Small dose of hCG (1,500 IU) on the day of oocyte retrieval, followed by daily progesterone administration, is currently the preferred way to secure adequate luteal support following GnRH agonist trigger. The current study aims to evaluate if a bolus of 1,500 IU hCG, given two days after oocyte retrieval, is sufficient to sustain adequate luteal support without additional progesterone treatment.
From February 2015 to August 2016 we obtained 44 pregnancies following GnRHa trigger followed by day 2 hCG (1,500 IU) support-only (study group). Data from these 44 cycles were compared with the latest 44 pregnancies obtained following hCG (6,500 units) trigger followed by conventional progesterone luteal support. Serum β-hCG, P and E2 levels were measured 14 days post oocyte retrieval. Pregnancy outcome was obtained from database or by a phone call.

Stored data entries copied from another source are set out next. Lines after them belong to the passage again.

PR #519, opened 2024-10-15
fix: support new x ray format nodejs

sagivoululumigo:
## Fixes Issue

AWS is planning on releasing a change to the format of the X-Ray Trace ID value, and we need to support the new format (And the old one to support the transition phase).

AWS is removing the `Parent` and `Sampled` fields from any lambda that is set to passive tracing (the default).
The old format is:
```
Root=1-5759e988-bd862e3fe1be46a994272793;Parent=53995c3f42cd8ad8;Sampled=1;Lineage=a87bd80c:1|68fd508a:5|c512fbe3:2
```

And the new format will be:
```
Root=1-5759e988-bd862e3fe1be46a994272793;Lineage=a87bd80c:1|68fd508a:5|c512fbe3:2
```

Notes:
* We use the `Root` value for the transaction id value (The last part splitting by `-`)
* We don't use the `Parent` field in the tracer code for anything except adding it to the lambda invocation http span `traceId` json. The python tracer doesn't add this field to the span, so I suspect it isn't used
* Parsing the x ray trace-id is crucial for the tracer to work, we had a bug with this parsing a year ago that caused the customers lambda to crash once the traceId format changed... need to be carful here

### DIFF
--- a/src/utils.test.js
+++ b/src/utils.test.js
@@ -181,6 +181,11 @@ describe('utils', () => {
     ${'Root=1-5b1d2450-6ac46730d346cad0e53f89d0'}                                                        | ${{ Root: '1-5b1d2450-6ac46730d346cad0e53f89d0' }}
     ${'Root=1-670d0060-1b85fdcd75ed1c2557382245;Lineage=1:aba0be3a:0'}                                   | ${{ Root: '1-670d0060-1b85fdcd75ed1c2557382245', Lineage: '1:aba0be3a:0' }}
     ${'Root=1-5b1d2450-6ac46730d346cad0e53f89d0;Parent=59fa1aeb03c2ec1f;Sampled=1;Lineage=1:aba0be3a:0'} | ${{ Root: '1-5b1d2450-6ac46730d346cad0e53f89d0', Parent: '59fa1aeb03c2ec1f', Sampled: '1', Lineage: '1:aba0be3a:0' }}
+    ${';;;;;;;;;'}                                                                                       | ${{}}
+    ${''}                                                                                                | ${{}}
+    ${'========='}                                                                                       | ${{}}
+    ${'=;=;=;=;'}                                                                                        | ${{}}
+    ${';;;;;===='}                                                                                       | ${{}}
   `('splitXrayTraceIdToFields', ({ xrayTraceId, expected }) => {
     expect(utils.splitXrayTraceIdToFields(xrayTraceId)).toEqual(expected);
   });
--- a/src/utils.test.js
+++ b/src/utils.test.js
@@ -162,7 +162,12 @@ describe('utils', () => {
     });
 
     // The x-ray value is too long, too many fields. We should parse it as usual
-const longXrayId = ['Root=1-5b1d2450-6ac46730d346cad0e53f89d0;Parent=59fa1aeb03c2ec1f;Sampled=1', ...Array(1000).fill(0).map((_, i) => `${i}=${i}`)].join(';')
+    const longXrayId = [
+      'Root=1-5b1d2450-6ac46730d346cad0e53f89d0;Parent=59fa1aeb03c2ec1f;Sampled=1',
+      ...Array(1000)
+        .fill(0)
+        .map((_, i) => `${i}=${i}`),
+    ].join(';');
     expect(utils.getTraceId(longXrayId)).toEqual({
       Parent: '59fa1aeb03c2ec1f',
       Root: '1-5b1d2450-6ac46730d346cad0e53f89d0',
@@ -188,10 +193,10 @@ const longXrayId = ['Root=1-5b1d2450-6ac46730d346cad0e53f89d0;Parent=59fa1aeb03c
   });
 
   test('splitXrayTraceIdToFields - too many fields', () => {
-    let longXrayId = '0=0';
-    for (let i = 1; i < 1000; i++) {
-      longXrayId += `;${i}=${i}`;
-    }
+    let longXrayId = Array(1000)
+      .fill(0)
+      .map((_, i) => `${i}=${i}`)
+      .join(';');
 
     const expectedFields = {};
     for (let i = 0; i < 100; i++) {
--- a/src/utils.test.js
+++ b/src/utils.test.js
@@ -84,62 +84,62 @@ describe('utils', () => {
   });
 
   test('getTraceId', () => {
-    // const awsXAmznTraceId =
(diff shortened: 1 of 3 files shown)


src/utils.ts
```diff
@@ -97,7 +105,93 @@ export const getTracerInfo = (): { name: string; version: string } => {
   return { name, version };
 };
 
+const xRayFieldKeyValuePattern = /([^=;]+)=([^;]*)/g;
```
harelmo-lumigo, line 108: As we discussed, we can simplify this into:
```js
const regex = /([^;=]+)=([^;=]+)/g;
const matches = Array.from(str.matchAll(regex)).slice(0, 5); // support up to 5 keys?
const result = Object.fromEntries(matches.map(match => [match[1], match[2]]));
```

src/utils.ts
```diff
@@ -97,7 +105,93 @@ export const getTracerInfo = (): { name: string; version: string } => {
...
+export const splitXrayTraceIdToFields = (
+  awsXAmznTraceId: string,
+  maxFields: number = 100
+): { [key: string]: string } => {
+  const result: { [key: string]: string | null } = {};
+  let match: RegExpExecArray | null;
+  let iterations = 0;
+
+  // Resetting the regex lastIndex to ensure it works correctly for different inputs
+  xRayFieldKeyValuePattern.lastIndex = 0;
```
harelmo-lumigo, line 119: Might be irrelevant if you switch to the abbreviated method above, but anyway - why is this required?

src/utils.ts
```diff
@@ -180,10 +274,17 @@ export const getTraceId = (awsXAmznTraceId) => {
...
   const currentTime = Math.floor(Date.now() / 1000).toString(16);
-  return `Root=${rootArr[0]}-${currentTime}-${transactionId};Parent=${Parent};Sampled=${Sampled}`;
+  let patchedTraceId = `Root=${rootArr[0]}-${currentTime}-${transactionId};Parent=${Parent}`;
+  if (Sampled) {
+    patchedTraceId += `;Sampled=${Sampled}`;
+  }
+  if (Lineage) {
+    patchedTraceId += `;Lineage=${Lineage}`;
+  }
+  return patchedTraceId;
```
harelmo-lumigo, line 287: I think that concatenating here is a bit tricky with the leading `;`, WDYT of this:
```suggestion
  const patchedTraceId = [`Root=${rootArr[0]}-${currentTime}-${transactionId}`, `Parent=${Parent}`]
  if (Sampled) {
    patchedTraceId.push(`Sampled=${Sampled}`);
  }
  if (Lineage) {
    patchedTraceId.push(`Lineage=${Lineage}`);
  }
  return patchedTraceId.join(';');
```
?

src/utils.ts
```diff
@@ -97,7 +105,93 @@ export const getTracerInfo = (): { name: string; version: string } => {
...
+    throw new Error(
+      `X-Ray trace ID Root field is not in the expected format (Root=${fields.Root}, _X_AMZN_TRACE_ID=${awsXAmznTraceId})`
+    );
+  }
+  const transactionId = fields.Root.split('-')[2];
+  // Note: we might not need to generate a Parent field if it's not present,
+  // but for now we'll keep it as is to minimize changes. The python tracer doesn't generate it FYI.
+  const parent = fields.Parent || getRandomString(16);
+  const sampled = fields.Sampled;
+  const lineage = fields.Lineage;
```
harelmo-lumigo, line 165: There's a way to deconstruct ("unpack"), rename and provide a default value all at once, in case you want to reduce assignments:
```suggestion
  const { Parent: parent = getRandomString(16), Sampled: sampled,  Lineage: lineage } = fields;
```

src/utils.ts
```diff
@@ -97,7 +105,93 @@ export const getTracerInfo = (): { name: string; version: string } => {
...
+    Root: root,
+    transactionId,
+    Parent: parent,
+  };
+  if (sampled) {
+    parsedTraceId.Sampled = sampled;
+  }
+  if (lineage) {
+    parsedTraceId.Lineage = lineage;
+  }
```
harelmo-lumigo, line 177: Why not:
```suggestion
  const parsedTraceId: xRayTraceIdFields = {
    Root: root,
    transactionId,
    Parent: parent,
    Sampled: sampled,
    Lineage: lineage
  };
```
?
anyway the caller would need to check if the values are `undefined` when using the result, and it's way shorter

src/utils.test.js
```diff
@@ -132,6 +132,73 @@ describe('utils', () => {
...
+    }
+    expect(utils.getTraceId(longXrayId)).toEqual({
+      Parent: '59fa1aeb03c2ec1f',
+      Root: '1-5b1d2450-6ac46730d346cad0e53f89d0',
+      Sampled: '1',
+      transactionId: '6ac46730d346cad0e53f89d0',
+    });
+  });
+
+  test.each`
```
harelmo-lumigo, line 177: I would also test some crazy edge cases:
1. `;;;;;;;;;` ...
2. `=====` ...
3. `=;=;=;=;` ...
4. `;;;;;====` ...

harelmo-lumigo (changes requested):

src/utils.ts
sagivoululumigo: removed, switched to the new implementation

harelmo-lumigo (approved):

src/utils.ts
sagivoululumigo: Done

src/utils.ts
sagivoululumigo: I didn't want to add a `Sampled` or `Lineage` key with value `undefined`, I want to not add those keys if there is no value

src/utils.test.js
```diff
@@ -132,6 +132,73 @@ describe('utils', () => {
...
+    ${'Root=1-5b1d2450-6ac46730d346cad0e53f89d0;Parent=59fa1aeb03c2ec1f;Sampled=1;Lineage=1:aba0be3a:0'} | ${{ Root: '1-5b1d2450-6ac46730d346cad0e53f89d0', Parent: '59fa1aeb03c2ec1f', Sampled: '1', Lineage: '1:aba0be3a:0' }}
+  `('splitXrayTraceIdToFields', ({ xrayTraceId, expected }) => {
+    expect(utils.splitXrayTraceIdToFields(xrayTraceId)).toEqual(expected);
+  });
+
+  test('splitXrayTraceIdToFields - too many fields', () => {
+    let longXrayId = '0=0';
+    for (let i = 1; i < 1000; i++) {
+      longXrayId += `;${i}=${i}`;
+    }
```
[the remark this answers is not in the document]
sagivoululumigo: Done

Patients in the study group were younger and had more oocytes compared to the control group. Live birth rate and miscarriage rate were comparable between the two groups. Mean progesterone levels (14 days post oocyte retrieval) in the study (no progesterone supplementation) and control (progesterone supplemented) groups were 197nmol/l and 173nmol/l, respectively (NS). Mean E2 levels (14 days post oocyte retrieval) in the study group was 6,937pmol/l, significantly higher (P<0.001) than in the control group (3,276pmol/l). Estradiol levels can reliably reflect luteal activity in both groups, as both groups were not supplemented with exogenous estradiol. Therefore, we conclude that deferred hCG bolus results in robust luteal phase, leaving any additional progesterone supplementation redundant.